What is required: Every line in the listing below from the one with "lostmsu: The script" through the one with "lostmsu: Naming things :-D" is to be reproduced exactly, both ends included; leave out the rest.
Supplied records section start
PR #1365, opened 2021-01-22
Build single Python.Runtime.dll for all platforms

lostmsu:

This allows building the same Python.Runtime.dll on all platforms and supported Python versions.

To invoke Python code from .NET, one needs to set `Python.Runtime.Runtime.PythonDLL` or manually preload DLL before invoking any Python.NET functions or other properties.

### Implementation details

PInvoke signatures have been replaced with unmanaged functions pointers, that are loaded using `ILibraryLoader` on the first attempt to call any Python C API functions.

Marshaling attributes have been replaced with explicit marshaling calls.

`PythonDLL` gets its default value in the following order from:
1. `PYTHONNET_PYDLL` environment variable
2. Is set to `null` when launched from Python (so that DLL is already loaded in the process).
3. Set to a platform-dependent value, based on `PYTHONNET_PYVER` environment variable (e.g. '3.6' -> 'libpython3.6.so')

### Checklist


lostmsu:
A few issues still in the works:
1. Presence of 'm' suffix in the python C API DLL name. Used to be determined by `setup.py` and embedded into `Python.Runtime.dll`. We need some reliable way to get it from CI environment.
2. On Mac build fails due to some internal .NET SDK/Roslyn issue.

lostmsu:
Ideally, we should vend `Python.Runtime.dll` separately from the Python embedding module, and build it separately too.

filmor:
>     1. Presence of 'm' suffix in the python C API DLL name. Used to be determined by `setup.py` and embedded into `Python.Runtime.dll`. We need some reliable way to get it from CI environment.
On Linux, `pkg-config` is the way to go. I also think that we should be able to pass the libpython directly, not just as version + abiflags.

> Ideally, we should vend `Python.Runtime.dll` separately from the Python embedding module, and build it separately too.
That is the plan, with `clr-loader` we just put `Python.Runtime.dll` somewhere and load it via pure Python. I have this working against the P/Invoke implementation.

lostmsu:
Mac build appears to be blocked on https://github.com/dotnet/roslyn/issues/46772

lostmsu:
One check still failing, that's the same one everywhere else.

src/runtime/runtime.cs
```diff
@@ -722,6 +715,15 @@ internal static unsafe void XIncref(IntPtr op)
 #endif
         }
 
+        internal static NewReference NewRef(BorrowedReference reference)
```
filmor, line 718: Shouldn't this rather be on `BorrowedReference` directly?

src/runtime/runtime.cs
```diff
@@ -1026,44 +1030,69 @@ internal static bool PyObject_IsIterable(IntPtr pointer)
...
+        {
+            using var namePtr = new StrPtr(name, Encoding.UTF8);
+            return Delegates.PyObject_HasAttrString(pointer, namePtr);
+        }
 
-        [DllImport(_PythonDll, CallingConvention = CallingConvention.Cdecl)]
-        internal static extern IntPtr PyObject_GetAttrString(IntPtr pointer, [MarshalAs(UnmanagedType.CustomMarshaler, MarshalTypeRef = typeof(Utf8Marshaler))] string name);
+        internal static IntPtr PyObject_GetAttrString(IntPtr pointer, string name)
+        {
+            IntPtr nameMem = Marshal.StringToHGlobalAnsi(name);
```
filmor, line 1042: This will not work for unicode strings, is it just an oversight that you don't use your `StrPtr` here as for other functions?

src/runtime/runtime.cs
```diff
@@ -1026,44 +1030,69 @@ internal static bool PyObject_IsIterable(IntPtr pointer)
...
+            finally
+            {
+                Marshal.FreeHGlobal(nameMem);
+            }
+        }
 
-        [DllImport(_PythonDll, CallingConvention = CallingConvention.Cdecl)]
-        internal static extern int PyObject_SetAttrString(IntPtr pointer, [MarshalAs(UnmanagedType.CustomMarshaler, MarshalTypeRef = typeof(Utf8Marshaler))] string name, IntPtr value);
+        
+        internal static IntPtr PyObject_GetAttrString(IntPtr pointer, IntPtr name) => Delegates.PyObject_GetAttrString(pointer, name);
```
filmor, line 1054: Is this used somewhere? If not, I'd argue we should remove it from here, the string handling is not trivial.

src/runtime/runtime.cs
```diff
@@ -1026,44 +1030,69 @@ internal static bool PyObject_IsIterable(IntPtr pointer)
...
-        internal static extern IntPtr PyObject_GetAttr(IntPtr pointer, IntPtr name);
+        internal static int PyObject_SetAttrString(IntPtr pointer, string name, IntPtr value)
+        {
+            using var namePtr = new StrPtr(name, Encoding.UTF8);
+            return Delegates.PyObject_SetAttrString(pointer, namePtr, value);
+        }
 
-        [DllImport(_PythonDll, CallingConvention = CallingConvention.Cdecl)]
-        internal static extern int PyObject_SetAttr(IntPtr pointer, IntPtr name, IntPtr value);
+        internal static int PyObject_HasAttr(IntPtr pointer, IntPtr name) => Delegates.PyObject_HasAttr(pointer, name);
```
filmor, line 1063: Same as above, if not required, `Runtime` should not contain any delegates that have an `IntPtr` parameter for strings.

src/runtime/runtime.cs
```diff
@@ -1026,44 +1030,69 @@ internal static bool PyObject_IsIterable(IntPtr pointer)
...
+        internal static IntPtr PyObject_GetAttrString(IntPtr pointer, IntPtr name) => Delegates.PyObject_GetAttrString(pointer, name);
 
-        [DllImport(_PythonDll, CallingConvention = CallingConvention.Cdecl)]
-        internal static extern int PyObject_HasAttr(IntPtr pointer, IntPtr name);
 
-        [DllImport(_PythonDll, CallingConvention = CallingConvention.Cdecl)]
-        internal static extern IntPtr PyObject_GetAttr(IntPtr pointer, IntPtr name);
+        internal static int PyObject_SetAttrString(IntPtr pointer, string name, IntPtr value)
+        {
+            using var namePtr = new StrPtr(name, Encoding.UTF8);
```
filmor, line 1059: Since this pattern is used in a lot of places, we should have a function for this (`GetUtf8String` or something like that). That could open up potential optimisation paths with caching or preallocated buffers per thread.

src/runtime/runtime.cs
```diff
@@ -1287,199 +1332,193 @@ internal static bool PyFloat_Check(IntPtr ob)
...
 
-        [DllImport(_PythonDll, CallingConvention = CallingConvention.Cdecl)]
-        internal static extern IntPtr PyFloat_FromDouble(double value);
+        
+        internal static IntPtr PyFloat_FromDouble(double value) => Delegates.PyFloat_FromDouble(value);
 
-        [DllImport(_PythonDll, CallingConvention = CallingConvention.Cdecl)]
-        internal static extern IntPtr PyFloat_FromString(IntPtr value, IntPtr junk);
+        
+        internal static IntPtr PyFloat_FromString(IntPtr value, IntPtr junk) => Delegates.PyFloat_FromString(value, junk);
```
filmor, line 1347: Is this in use? The API docs don't say anything about this ominous `junk` parameter.

src/runtime/runtime.cs
```diff
@@ -1852,87 +1916,111 @@ internal static bool PyIter_Check(IntPtr pointer)
...
+        {
+            using var namePtr = new StrPtr(name, Encoding.UTF8);
+            return Delegates.PySys_SetObject(namePtr, ob);
+        }
 
 
         //====================================================================
         // Python type object API
         //====================================================================
+        static readonly delegate* unmanaged[Cdecl]<IntPtr, bool> pyType_Check;
```
filmor, line 2012: Apparently unused, is this a left-over from a previous attempt? Is this one also the reason `Runtime` is declared `unsafe`?

src/runtime/runtime.cs
```diff
@@ -2185,6 +2276,539 @@ internal static IntPtr GetBuiltins()
         {
             return PyImport_Import(PyIdentifier.builtins);
         }
+
+        private static class Delegates
```
filmor, line 2280: Please make `Runtime` a `partial` class and move this into a separate file.

src/runtime/runtime.cs
```diff
@@ -2185,6 +2276,539 @@ internal static IntPtr GetBuiltins()
...
+                PyBuffer_Release = (delegate* unmanaged[Cdecl]<ref Py_buffer, void>)GetFunctionByName(nameof(PyBuffer_Release), GetUnmanagedDll(_PythonDll));
+                try
+                {
+                    PyBuffer_SizeFromFormat = (delegate* unmanaged[Cdecl]<StrPtr, IntPtr>)GetFunctionByName(nameof(PyBuffer_SizeFromFormat), GetUnmanagedDll(_PythonDll));
+                }
+                catch (MissingMethodException)
+                {
+                    // only in 3.9+
+                }
+                PyBuffer_IsContiguous = (delegate* unmanaged[Cdecl]<ref Py_buffer, char, int>)GetFunctionByName(nameof(PyBuffer_IsContiguous), GetUnmanagedDll(_PythonDll));
```
filmor, line 2370: Did you generate this via a script? That would be a good addition (although I'd hope we wouldn't need too many changes of this class ;)).

src/runtime/pydict.cs
```diff
@@ -22,6 +22,7 @@ public PyDict(IntPtr ptr) : base(ptr)
         {
         }
 
+        internal PyDict(BorrowedReference reference) : base(reference) { }
```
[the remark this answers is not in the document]
lostmsu: This overload actually does incref internally (which makes sense, since to create a potentially long-lived `PyDict` object pointing to something we borrowed, we need to `IncRef`).

src/runtime/runtime.cs
lostmsu: This was a mistake, probably leftover from the first try.

src/runtime/runtime.cs
lostmsu: I changed the signature to accept `StrPtr` instead

src/runtime/runtime.cs
lostmsu: At this point it would be a premature optimization. Also, I don't see how we could cache disposable `struct` instances easily.

src/runtime/runtime.cs
lostmsu: I did not really walk through the APIs to check them apart from string usages. This looks bogus. I will change the signature.

src/runtime/importhook.cs
```diff
@@ -74,7 +75,7 @@ static void RestoreImport()
         /// <summary>
         /// Initialization performed on startup of the Python runtime.
         /// </summary>
-        internal static void Initialize()
+        internal static unsafe void Initialize()
```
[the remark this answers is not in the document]
lostmsu: Because of `_PyObject_GetDictPtr`

src/runtime/runtime.cs
lostmsu: I can do this just before pushing. Otherwise it would require me to update the roslyn package, that does automatic conversion of [DllImport] into the pattern with `Delegates`.

src/runtime/runtime.cs
lostmsu: The script converted `DllImport` declarations. It did not work on the Python source, headers, or docs. Essentially, signatures are identical to what we had except `string` parameters and a few minor exceptions where I switched to `*Reference` types.

src/runtime/native/StrPtr.cs
```diff
@@ -0,0 +1,73 @@
+#nullable enable
+using System;
+using System.Runtime.InteropServices;
+using System.Text;
+
+namespace Python.Runtime.Native
+{
+    [StructLayout(LayoutKind.Sequential)]
+    struct StrPtr : IDisposable
```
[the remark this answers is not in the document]
lostmsu: Naming things :-D

Not sure about `NativeString`. It has connotations to native string type supported on the platform, but this is not it.

It might make sense to have a `StrPtr` type per encoding for clarity. Then signatures could enforce it. But maybe that would be overengineering.

src/runtime/runtime.cs
lostmsu: `Runtime` in unsafe because any use of unmanaged function pointer requires `unsafe`. So all the methods with bodies like `=> Delegates.PyFunc_Pointer(args)`, so basically all methods.

src/runtime/native/StrPtr.cs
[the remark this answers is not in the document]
Supplied records section end
Worked solution:
lostmsu: The script converted `DllImport` declarations. It did not work on the Python source, headers, or docs. Essentially, signatures are identical to what we had except `string` parameters and a few minor exceptions where I switched to `*Reference` types.

src/runtime/native/StrPtr.cs
```diff
@@ -0,0 +1,73 @@
+#nullable enable
+using System;
+using System.Runtime.InteropServices;
+using System.Text;
+
+namespace Python.Runtime.Native
+{
+    [StructLayout(LayoutKind.Sequential)]
+    struct StrPtr : IDisposable
```
[the remark this answers is not in the document]
lostmsu: Naming things :-D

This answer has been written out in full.